[Extracted data entries]
══════════════════════════════

PR #138, opened 2020-04-28
b/154830645: Verify second port available in GCS Runner

toddbeckman-g:
A second "Loopback" Listener can be used to utilize access logs on Service Control Filter's Check and Report calls and JWT Authn Filter's async token refresh. This requires opening a second port. GCSRunner needs to verify that a second port is available. This port can be specified with the LOOPBACK_PORT variable.

Note that only the PORT variable should be opened to public traffic.

Changes in this PR:

- Add support for FileAccessLog to JSON Marshal code. **Note: this change cannot be safely downgraded due to new configs being unable to parse with the former code.**
- Added LOOPBACK_PORT environment variable.
- Updated transformation code to support multiple listeners. **Note: this change cannot be safely downgraded due to the formerly hard-coded requirement of 1 listener.**
- If `loopback_listener` is provided, set the port number. If not, do nothing (this is required to allow compatibility with previous configs). One of `http_listener` or `https_listener` is still required.

Refactoring changes:

- Removed the ReplacePort field, as it added no functionality.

══════════════════════════════

Problem requirements: The lines from the one containing "is still required." through the final line of the entries above are to be printed exactly, with nothing added.

Exercise result:
- If `loopback_listener` is provided, set the port number. If not, do nothing (this is required to allow compatibility with previous configs). One of `http_listener` or `https_listener` is still required.

Refactoring changes:

- Removed the ReplacePort field, as it added no functionality.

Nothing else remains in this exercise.